### DIRECTIONS
All of the entries below are to be repeated word for word.

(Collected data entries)
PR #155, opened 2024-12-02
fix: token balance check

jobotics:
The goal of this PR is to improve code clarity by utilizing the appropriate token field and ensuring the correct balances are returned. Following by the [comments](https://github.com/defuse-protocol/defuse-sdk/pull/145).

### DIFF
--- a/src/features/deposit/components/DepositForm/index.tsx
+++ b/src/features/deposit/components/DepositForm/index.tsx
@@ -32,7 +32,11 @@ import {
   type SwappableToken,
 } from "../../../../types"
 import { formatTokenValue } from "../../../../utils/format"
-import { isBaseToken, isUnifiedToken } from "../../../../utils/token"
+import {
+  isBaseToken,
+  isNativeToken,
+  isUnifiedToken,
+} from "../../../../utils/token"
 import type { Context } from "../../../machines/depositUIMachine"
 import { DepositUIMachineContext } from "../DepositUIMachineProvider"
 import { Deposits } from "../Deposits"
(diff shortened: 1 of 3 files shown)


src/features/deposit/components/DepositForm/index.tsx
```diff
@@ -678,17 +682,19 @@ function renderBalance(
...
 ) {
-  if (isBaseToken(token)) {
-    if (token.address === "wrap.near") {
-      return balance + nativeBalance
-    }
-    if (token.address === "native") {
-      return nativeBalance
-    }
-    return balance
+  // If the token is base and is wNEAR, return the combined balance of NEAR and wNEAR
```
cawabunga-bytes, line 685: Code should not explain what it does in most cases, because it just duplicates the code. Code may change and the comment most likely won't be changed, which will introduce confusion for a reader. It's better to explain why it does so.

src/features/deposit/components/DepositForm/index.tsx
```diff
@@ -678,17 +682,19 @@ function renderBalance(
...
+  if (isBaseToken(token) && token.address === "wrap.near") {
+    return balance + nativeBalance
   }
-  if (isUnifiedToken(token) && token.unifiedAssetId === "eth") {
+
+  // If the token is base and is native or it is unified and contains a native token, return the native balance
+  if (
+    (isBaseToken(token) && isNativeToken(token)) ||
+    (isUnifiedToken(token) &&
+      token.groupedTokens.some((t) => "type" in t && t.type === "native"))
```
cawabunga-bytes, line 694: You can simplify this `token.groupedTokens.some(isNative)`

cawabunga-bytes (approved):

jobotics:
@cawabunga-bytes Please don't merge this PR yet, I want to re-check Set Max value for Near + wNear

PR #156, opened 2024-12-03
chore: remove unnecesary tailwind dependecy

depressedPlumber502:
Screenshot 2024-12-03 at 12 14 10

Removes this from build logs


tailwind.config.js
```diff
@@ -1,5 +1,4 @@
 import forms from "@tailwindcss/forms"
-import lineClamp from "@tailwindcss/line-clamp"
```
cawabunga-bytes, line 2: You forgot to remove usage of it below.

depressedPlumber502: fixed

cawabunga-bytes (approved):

### WRITTEN ANSWER
PR #155, opened 2024-12-02
fix: token balance check

jobotics:
The goal of this PR is to improve code clarity by utilizing the appropriate token field and ensuring the correct balances are returned. Following by the [comments](https://github.com/defuse-protocol/defuse-sdk/pull/145).

### DIFF
--- a/src/features/deposit/components/DepositForm/index.tsx
+++ b/src/features/deposit/components/DepositForm/index.tsx
@@ -32,7 +32,11 @@ import {
   type SwappableToken,
 } from "../../../../types"
 import { formatTokenValue } from "../../../../utils/format"
-import { isBaseToken, isUnifiedToken } from "../../../../utils/token"
+import {
+  isBaseToken,
+  isNativeToken,
+  isUnifiedToken,
+} from "../../../../utils/token"
 import type { Context } from "../../../machines/depositUIMachine"
 import { DepositUIMachineContext } from "../DepositUIMachineProvider"
 import { Deposits } from "../Deposits"
(diff shortened: 1 of 3 files shown)


src/features/deposit/components/DepositForm/index.tsx
```diff
@@ -678,17 +682,19 @@ function renderBalance(
...
 ) {
-  if (isBaseToken(token)) {
-    if (token.address === "wrap.near") {
-      return balance + nativeBalance
-    }
-    if (token.address === "native") {
-      return nativeBalance
-    }
-    return balance
+  // If the token is base and is wNEAR, return the combined balance of NEAR and wNEAR
```
cawabunga-bytes, line 685: Code should not explain what it does in most cases, because it just duplicates the code. Code may change and the comment most likely won't be changed, which will introduce confusion for a reader. It's better to explain why it does so.

src/features/deposit/components/DepositForm/index.tsx
```diff
@@ -678,17 +682,19 @@ function renderBalance(
...
+  if (isBaseToken(token) && token.address === "wrap.near") {
+    return balance + nativeBalance
   }
-  if (isUnifiedToken(token) && token.unifiedAssetId === "eth") {
+
+  // If the token is base and is native or it is unified and contains a native token, return the native balance
+  if (
+    (isBaseToken(token) && isNativeToken(token)) ||
+    (isUnifiedToken(token) &&
+      token.groupedTokens.some((t) => "type" in t && t.type === "native"))
```
cawabunga-bytes, line 694: You can simplify this `token.groupedTokens.some(isNative)`

cawabunga-bytes (approved):

jobotics:
@cawabunga-bytes Please don't merge this PR yet, I want to re-check Set Max value for Near + wNear

PR #156, opened 2024-12-03
chore: remove unnecesary tailwind dependecy

depressedPlumber502:
Screenshot 2024-12-03 at 12 14 10

Removes this from build logs


tailwind.config.js
```diff
@@ -1,5 +1,4 @@
 import forms from "@tailwindcss/forms"
-import lineClamp from "@tailwindcss/line-clamp"
```
cawabunga-bytes, line 2: You forgot to remove usage of it below.

depressedPlumber502: fixed

cawabunga-bytes (approved):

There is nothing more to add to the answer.